We appreciate the reviewer’s valuable suggestion regarding accessibility. To enhance usability for biologists and biochemists, we plan to develop a user-friendly webserver in the near future. Additionally, we will provide a Google Colab notebook to facilitate easy and straightforward use of MTPrompt-PTM without requiring manual setup. These efforts aim to make the tool more accessible to the broader scientific community.

Reviewer 2 Report

Comments and Suggestions for Authors

This manuscript presents a novel method to predict post-translational modifications based on a structure-aware protein language model. It is a multi-task model which predicts several types of PTMs simultaneously. The authors compare the performance of their method with several other state-of-the art predictors, finding a significant advantage. They also do several tests to find out how much some features and components of their predictor contribute to its accuracy.

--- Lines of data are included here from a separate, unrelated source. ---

PR #1588, opened 2023-05-04
Content Helper: Improve error handling

acicovic:
## Description
This PR improves the Content Helper's error handling.
- Local endpoints are no longer being called when credentials are not set.
- The message that is displayed when credentials are not set is now customizable through the `wp_parsely_message_credentials_not_set` filter.

Some changes that were done while implementing this:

The manuscript is methodologically sound and well written, with impressive results. I found only very minor issues, which can be fixed in a revision or the proofs:

  1. Line 85: "O-GlcNAc [23]" - I think the method is named "LM-OGlcNAc-Site".
  2. The abbreviations CLS and EOS are not defined.
  3. Not clear where the number 1280 comes from.

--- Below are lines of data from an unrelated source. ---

PR #1601, opened 2023-05-12
Fix some SonarCloud warnings

acicovic:
## Description
Currently, SonarCloud is showing 9 bugs and 31 code smells in our develop branch. This PR should solve some of them.

## Motivation and context
Quickly eliminate some SonarCloud warnings that are easy to solve. 

## How has this been tested?
Existing tests pass.


tests/e2e/utils.ts
```diff
@@ -148,7 +148,7 @@ export const getTopRelatedPostsMessage = async ( category = '', tag = '', timeou
 		'document.querySelector("' + contentHelperMessageSelector + '").innerText.length > 0',
 		{ polling: 'mutation', timeout: 5000 }
 	);
-	const text = await page.$eval( contentHelperMessageSelector, ( element: Element ): string => element.textContent || '' );
+	const text = await page.$eval( contentHelperMessageSelector, ( element: Element ): string => element.textContent ?? '' );
```
mehmoodak, line 151: Instead of relying on SonarCloud can we enforce this rule via eslint?

mehmoodak (approved):

tests/e2e/utils.ts
acicovic: I've added this. Maybe we should also use the [SonarLint VSCode extension ](https://marketplace.visualstudio.com/items?itemName=SonarSource.sonarlint-vscode) as it should behave exactly as SonarCloud.

PR #1663, opened 2023-06-16
utils/date.ts: Implement additional unit tests

acicovic:
## Description
This PR introduces some additional unit tests for the `src/content-helper/common/utils/date.ts`, and introduces a couple of additional checks in its functions. 

## Motivation and context
Improving testing and completing the work (I had written a couple of those tests some time ago, but had not completed them).

## How has this been tested?
Ran the tests 🙂


src/content-helper/common/utils/date.ts
```diff
@@ -68,6 +73,10 @@ export function getSmartShortDate( date: Date ): string {
  * @return {string} The resulting date in "YYYY-MM-DD" format.
  */
 export function removeDaysFromDate( date: string, days: number ): string {
+	if ( false === Number.isInteger( days ) ) {
+		return __( 'days parameter must be an integer', 'wp-parsely' );
```
mehmoodak, line 77: Instead of returning `string` should we throw `UnexpectedValueException` here?

src/content-helper/common/utils/date.ts
```diff
@@ -15,6 +15,11 @@ const DATE_NOT_AVAILABLE_MESSAGE = __( 'Date N/A', 'wp-parsely' );
  */
 export function canProcessDate( date: Date|string ): boolean {
 	if ( 'string' === typeof date ) {
+		// Verify that date format is "YYYY-MM-DD".
+		if ( ! /^\d{4}-\d{2}-\d{2}$/.test( date ) ) {
```
mehmoodak, line 19: What will happen if the passed date is in `YYYY-DD-MM` format i.e. it will pass this condition but will there be any unexpected behavior?

tests/js/content-helper/common/utils/date.test.tsx
```diff
@@ -23,3 +32,76 @@ describe( `${ basePath } canProcessDate()`, (): void => {
...
+ */
+describe( `${ basePath } getDateInUserLang()`, (): void => {
+	it( 'should format dates according to passed options', (): void => {
+		expect( getDateInUserLang(
+			new Date( '2022-11-11' ),
+			{ month: 'short', day: 'numeric', year: 'numeric' },
+		) ).toBe( 'Nov 11, 2022' );
+
+		expect( getDateInUserLang(
+			new Date( '2022-12-12' ),
```
mehmoodak: Should we also add a test with date greater than `12` ... just to verify the proper format?

mehmoodak (approved):

src/content-helper/common/utils/date.ts
acicovic: We could, though I don't necessarily think we should since we're able to show the error 🤔

src/content-helper/common/utils/date.ts
acicovic: You've got a point.

There are regexes that are much more thorough (and very complicated) but I think that the real fix here would be to remove the capability of passing the date as a string.

The only function that accepts a date as a string is `removeDaysFromDate()`, so the fix might not be that complicated. This would be outside of the scope of this PR though, so noting this to look into it as a separate item.

tests/js/content-helper/common/utils/date.test.tsx
acicovic: You're right. I updates the existing test.

src/content-helper/common/utils/date.ts
acicovic: `canProcessDate()` no longer accepts a string as an argument and doesn't do any type of regex, so closing this comment as resolved.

I recommend the manuscript for publication.

Author Response

Thank you very much for taking the time to review this manuscript. Please find the detailed responses below and the corresponding revisions/corrections highlighted in the re-submitted files.

 

Point-by-point response to Comments and Suggestions for Authors

This manuscript presents a novel method to predict post-translational modifications based on a structure-aware protein language model. It is a multi-task model which predicts several types of PTMs simultaneously. The authors compare the performance of their method with several other state-of-the art predictors, finding a significant advantage. They also do several tests to find out how much some features and components of their predictor contribute to its accuracy. The manuscript is methodologically sound and well written, with impressive results. I found only very minor issues, which can be fixed in a revision or the proofs:

 

Comment 1:

Line 85: "O-GlcNAc [23]" - I think the method is named "LM-OGlcNAc-Site".

Response:

Thank you for pointing this out. The correct name is indeed "LM-OGlcNAc-Site", and we have updated the manuscript accordingly at Page 2, Line 85 to reflect the accurate method name.

 

Comment 2 :

The abbreviations CLS and EOS are not defined.

Response:

We have revised the manuscript to define the abbreviations [CLS] and [EOS]. Specifically, [CLS] (Classification) is a special token added at the beginning of an input sequence, and its corresponding output embedding is often used to represent the entire sequence for classification tasks. [EOS] (End Of Sequence) is a token used to indicate the termination of a sequence, which is particularly important in generative or sequential modeling tasks. These tokens are standard in transformer-based language models and are now appropriately introduced on Page 7, line 213.

 

Comment 3:

Not clear where the number 1280 comes from.

Response:

We have clarified the source of the number 1280 in the revised manuscript. Specifically, the value 1280 corresponds to the dimensionality of the embedding vector produced by S-PLM v2 for each residue. This fixed embedding size is determined by the architecture of the underlying protein language model, which is based on a transformer model similar to ESM-2. The detail is shown on Page 9, line 289.

Round 2

Reviewer 1 Report

Comments and Suggestions for Authors

The authors have addressed all of my concerns in a very thorough and transparent manner. Time will tell if their tool is picked up by the community, but I think they've made something new that shows advancement so there is a chance that it will.  Good luck!